------ Exercise data ------
PR #1192, opened 2018-09-03
JBPM-7696 - Use default preferences for paging option in manage section

cristianonicolai:
Depends on https://github.com/kiegroup/kie-wb-common/pull/2082

### DIFF
--- a/jbpm-wb-common/jbpm-wb-common-api/pom.xml
+++ b/jbpm-wb-common/jbpm-wb-common-api/pom.xml
@@ -46,6 +46,15 @@
       <groupId>org.jboss.errai</groupId>
       <artifactId>errai-common</artifactId>
     </dependency>
+    <dependency>
+      <groupId>org.uberfire</groupId>
+      <artifactId>uberfire-preferences-api</artifactId>
+    </dependency>
+    <dependency>
+      <groupId>org.uberfire</groupId>
+      <artifactId>uberfire-preferences-processors</artifactId>
+      <scope>provided</scope>
+    </dependency>
   </dependencies>
 
 </project>
--- a/jbpm-wb-common/jbpm-wb-common-api/src/main/java/org/jbpm/workbench/common/preferences/ItemPerPageValidator.java
+++ b/jbpm-wb-common/jbpm-wb-common-api/src/main/java/org/jbpm/workbench/common/preferences/ItemPerPageValidator.java
@@ -1,0 +1,27 @@
+/*
+ * Copyright 2018 Red Hat, Inc. and/or its affiliates.
+ *
+ * Licensed under the Apache License, Version 2.0 (the "License");
+ * you may not use this file except in compliance with the License.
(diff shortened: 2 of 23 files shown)


cristianonicolai:

bsremac:
@cristianonicolai I don't know but it looks really weird from the user experience point of view to have a different number of items per page set in different Manage views via this global pagination setting just because the user has changed the number of columns in one or more views at one point but has never changed the pagination option itself.
I guess decoupling table and pagination preferences would be the only real solution for this inconsistency, which largely complicates the design and is most likely not the way to go (if it's possible altogether).

Another bad aspect of pushing some default pagination when a user has already done some local changes is the element of surprise when they find inconsistent pagination across Manage views without knowing the context. I guess, adding the word _default_ to the number which is set globally would give some sense and even serve as a recommendation to users if in one point they decide to follow the general pagination setting. Something like this:
screenshot from 2018-09-04 14-09-59

nmirasch:
@cristianonicolai @bsremac maybe that makes sense, let the user know  he is not using the default value in some way, But the user would be confuse anyway, when, no changing nothing, it shows a selected value, different from default if he has visited the view before. 
Another question is if we would have to apply this table size configuration to all the console tables like process variables or documents, I see at doc PR that configuration only affects at tables under manage items, but as user maybe I would expect they were affected by this configuration parameter.

cristianonicolai:
Assembly:
- https://github.com/kiegroup/appformer/pull/480
- https://github.com/kiegroup/kie-wb-common/pull/2082
- https://github.com/kiegroup/jbpm-wb/pull/1192

cristianonicolai:
@bsremac @nmirasch please take another look on this, the proposed solution is to simply add two more options to the pagination dropdown ( 50, 100 ) as well as allowing admins to setup a default value. I agree that changing the columns should not impact on saving the paginated option but I think that should be its own JIRA. As for showing the default label, I'm not sure is worth, as in most cases this kind of settings will be done after the console is installed, will be transparent for most users that the default value will be already in place.

bsremac:
@cristianonicolai Agree on the default label, it indeed sounds like an overkill when I think about it a bit more :)
With the addition of two more pagination options, the fairly recent choices (@nmirasch :)) have come back to haunt us :)
Process Definition perspective without or only one definition trims the top of the drop-up menu.

screenshot from 2018-09-25 13-15-34

Which bring me to the question of should we even expose pagination in case the list has < 5 items? Another own JIRA candidate? :)

cristianonicolai:
@bsremac good point, to be honest, I don't seem much value in keeping 5 and 15 options. Removing that would be enough to fix this but if not, we can probably extend the height in the definition list. Not showing the pagination option is not an easy fix and in general terms for user experience, we usually try to avoid the show/hide effect. Even if in this context is not really useful.

bsremac:
Depends on https://github.com/jboss-integration/bxms-qe-tests/pull/1843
------
What to produce:
Without changing a word, write out each entry again.

Answer to the exercise:
PR #1192, opened 2018-09-03
JBPM-7696 - Use default preferences for paging option in manage section

cristianonicolai:
Depends on https://github.com/kiegroup/kie-wb-common/pull/2082

### DIFF
--- a/jbpm-wb-common/jbpm-wb-common-api/pom.xml
+++ b/jbpm-wb-common/jbpm-wb-common-api/pom.xml
@@ -46,6 +46,15 @@
       <groupId>org.jboss.errai</groupId>
       <artifactId>errai-common</artifactId>
     </dependency>
+    <dependency>
+      <groupId>org.uberfire</groupId>
+      <artifactId>uberfire-preferences-api</artifactId>
+    </dependency>
+    <dependency>
+      <groupId>org.uberfire</groupId>
+      <artifactId>uberfire-preferences-processors</artifactId>
+      <scope>provided</scope>
+    </dependency>
   </dependencies>
 
 </project>
--- a/jbpm-wb-common/jbpm-wb-common-api/src/main/java/org/jbpm/workbench/common/preferences/ItemPerPageValidator.java
+++ b/jbpm-wb-common/jbpm-wb-common-api/src/main/java/org/jbpm/workbench/common/preferences/ItemPerPageValidator.java
@@ -1,0 +1,27 @@
+/*
+ * Copyright 2018 Red Hat, Inc. and/or its affiliates.
+ *
+ * Licensed under the Apache License, Version 2.0 (the "License");
+ * you may not use this file except in compliance with the License.
(diff shortened: 2 of 23 files shown)


cristianonicolai:

bsremac:
@cristianonicolai I don't know but it looks really weird from the user experience point of view to have a different number of items per page set in different Manage views via this global pagination setting just because the user has changed the number of columns in one or more views at one point but has never changed the pagination option itself.
I guess decoupling table and pagination preferences would be the only real solution for this inconsistency, which largely complicates the design and is most likely not the way to go (if it's possible altogether).

Another bad aspect of pushing some default pagination when a user has already done some local changes is the element of surprise when they find inconsistent pagination across Manage views without knowing the context. I guess, adding the word _default_ to the number which is set globally would give some sense and even serve as a recommendation to users if in one point they decide to follow the general pagination setting. Something like this:
screenshot from 2018-09-04 14-09-59

nmirasch:
@cristianonicolai @bsremac maybe that makes sense, let the user know  he is not using the default value in some way, But the user would be confuse anyway, when, no changing nothing, it shows a selected value, different from default if he has visited the view before. 
Another question is if we would have to apply this table size configuration to all the console tables like process variables or documents, I see at doc PR that configuration only affects at tables under manage items, but as user maybe I would expect they were affected by this configuration parameter.

cristianonicolai:
Assembly:
- https://github.com/kiegroup/appformer/pull/480
- https://github.com/kiegroup/kie-wb-common/pull/2082
- https://github.com/kiegroup/jbpm-wb/pull/1192

cristianonicolai:
@bsremac @nmirasch please take another look on this, the proposed solution is to simply add two more options to the pagination dropdown ( 50, 100 ) as well as allowing admins to setup a default value. I agree that changing the columns should not impact on saving the paginated option but I think that should be its own JIRA. As for showing the default label, I'm not sure is worth, as in most cases this kind of settings will be done after the console is installed, will be transparent for most users that the default value will be already in place.

bsremac:
@cristianonicolai Agree on the default label, it indeed sounds like an overkill when I think about it a bit more :)
With the addition of two more pagination options, the fairly recent choices (@nmirasch :)) have come back to haunt us :)
Process Definition perspective without or only one definition trims the top of the drop-up menu.

screenshot from 2018-09-25 13-15-34

Which bring me to the question of should we even expose pagination in case the list has < 5 items? Another own JIRA candidate? :)

cristianonicolai:
@bsremac good point, to be honest, I don't seem much value in keeping 5 and 15 options. Removing that would be enough to fix this but if not, we can probably extend the height in the definition list. Not showing the pagination option is not an easy fix and in general terms for user experience, we usually try to avoid the show/hide effect. Even if in this context is not really useful.

bsremac:
Depends on https://github.com/jboss-integration/bxms-qe-tests/pull/1843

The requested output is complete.